L’exemple du littoral vendéen à la suite du passage de la tempête Xynthia est également caractéristique de cette opposition. Suite à cette catastrophe, l’État a décidé de classer certaines zones des communes inondées comme zones inhabitables. Baptisées successivement « zones de danger mortel », « zones noires », « zones de solidarité », puis « zones d’acquisition amiable », et enfin

« zones d’utilité publique » ou « zones d’expropriation », elles ont suscité une certaine incompréhension chez les sinistrés et leurs habitants (Mercier et Chadenas, 2012).
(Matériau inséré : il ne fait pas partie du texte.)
PR #229, opened 2020-07-16
VDB-1443 msg sender for jug file

elizabethengelman:


transformers/events/jug_file/base/transformer.go
```diff
@@ -37,17 +37,24 @@ func (Transformer) ToModels(_ string, logs []core.EventLog, _ *postgres.DB) ([]e
 		what := shared.DecodeHexToText(log.Log.Topics[2].Hex())
 		data := shared.ConvertUint256HexToBigInt(log.Log.Topics[3].Hex())
 
+		msgSender := shared.GetChecksumAddressString(log.Log.Topics[1].Hex())
```
paytonrules, line 40: Why do you need GetCheckSumAddressString? I don't think I've seen this elsewhere.

transformers/events/jug_file/base/transformer_test.go
```diff
@@ -29,7 +30,14 @@ import (
...
 
 var _ = Describe("Jug file base transformer", func() {
-	var transformer = base.Transformer{}
+	var (
+		transformer = base.Transformer{}
+		db          = test_config.NewTestDB(test_config.NewTestNode())
+	)
+
+	BeforeEach(func() {
+		test_config.CleanTestDB(db)
```
paytonrules, line 39: 🎉 - although now I think I may need to add this to some of my tests.....

transformers/events/jug_file/ilk/transformer.go
```diff
@@ -35,6 +35,12 @@ func (Transformer) ToModels(contractAbi string, logs []core.EventLog, db *postgr
 			return nil, verifyErr
 		}
 
+		msgSender := shared.GetChecksumAddressString(log.Log.Topics[1].Hex())
+		msgSenderId, msgSenderErr := shared.GetOrCreateAddress(msgSender, db)
```
paytonrules: Probably want msgSenderID - the linter will get it eventually. Not a blocker.

transformers/events/jug_file/ilk/transformer_test.go
```diff
@@ -62,13 +62,15 @@ var _ = Describe("Jug file ilk transformer", func() {
 
 	It("converts a log to a model", func() {
 		models, err := transformer.ToModels(constants.JugABI(), []core.EventLog{test_data.JugFileIlkEventLog}, db)
-
 		Expect(err).NotTo(HaveOccurred())
+
 		var ilkID int64
 		ilkErr := db.Get(&ilkID, `SELECT id FROM maker.ilks where ilk = $1`, test_data.JugFileIlkEventLog.Log.Topics[2].Hex())
```
paytonrules: Not technically your code - but you could replace this with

Les critères de leur définition ont notamment été fortement contestés13.

La fin de la reconstruction du tissu physique de la ville ne signifie pas que la ville a réussi à se rétablir complètement du désastre. Une troisième phase est pour cela nécessaire.

1.3

Le rétablissement

Moins traitée dans la littérature, plus discrète et plus difficile à anticiper, la phase de rétablissement est pourtant essentielle pour la post crise. Elle comprend l’« ensemble des décisions et des actions prises à

la suite d’un sinistre pour restaurer les conditions sociales, économiques, physiques et environnementales de la collectivité et réduire les risques » (Wells, 2011). Il s’agit alors, au-delà de la

reconstruction physique, de reconstruire la société (remettre en marche l’économie, reconstruire le lien social, etc.). Ainsi, J. Hernandez dans le cadre de ses travaux de thèse sur la Nouvelle-Orléans met bien en évidence cette différence : « reconstruire la Nouvelle-Orléans ne signifie pas seulement

rebâtir sa maison et s’y installer (…). La reconstruction d’un quartier viable et vivable suppose aussi le retour de l’emploi, la réouverture des commerces et des services locaux, la réinvention des pratiques publiques, bref la recréation d’un tissu social et d’une urbanité de quartier » (Hernandez,

2009). D’autres auteurs ayant travaillé sur la Nouvelle-Orléans mettent en évidence cette difficulté du rétablissement (Maret et Cadoul, 2008 ; Wells, 2011). Ainsi, à la Nouvelle-Orléans, « la véritable

catastrophe semble résider dans le prolongement de ses conséquences trois ans plus tard, dans les vulnérabilités persistantes de la société urbaine, et dans la reproduction des conditions d’un futur désastre, qui s’opposent à une reconstruction durable » (Maret et Cadoul, 2008). Cette phase de

rétablissement peut être synonyme de la notion de « recovery » en anglais. Ce terme est très employé aux États-Unis pour parler de la post catastrophe. Pour J. Hernandez, il peut être défini comme englobant la reconstruction, « mais [qui] y ajoute la « chair » du tissu social et économique

(reformation des réseaux sociaux, redéveloppement du marché de l’emploi et des échanges) »

(Hernandez, 2010). Contemporaine de la phase de reconstruction, elle peut se poursuivre bien au-delà. C’est la phase ultime de la post catastrophe.